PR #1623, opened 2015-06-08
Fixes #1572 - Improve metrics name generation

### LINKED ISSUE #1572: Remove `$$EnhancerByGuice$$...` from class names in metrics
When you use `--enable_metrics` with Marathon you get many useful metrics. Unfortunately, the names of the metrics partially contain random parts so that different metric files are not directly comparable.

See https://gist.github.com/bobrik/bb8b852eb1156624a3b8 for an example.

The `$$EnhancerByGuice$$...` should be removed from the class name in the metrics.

#### What to do:
Among the entries above, the lines between the ones containing "Fixes #1572 - Improve metrics name generation" and "See https://gist.github.com/bobrik/bb8b852eb1156624a3b8 for", inclusive, are to be transcribed exactly. No other line is to be given.

#### Reply:
Fixes #1572 - Improve metrics name generation

### LINKED ISSUE #1572: Remove `$$EnhancerByGuice$$...` from class names in metrics
When you use `--enable_metrics` with Marathon you get many useful metrics. Unfortunately, the names of the metrics partially contain random parts so that different metric files are not directly comparable.

See https://gist.github.com/bobrik/bb8b852eb1156624a3b8 for an example.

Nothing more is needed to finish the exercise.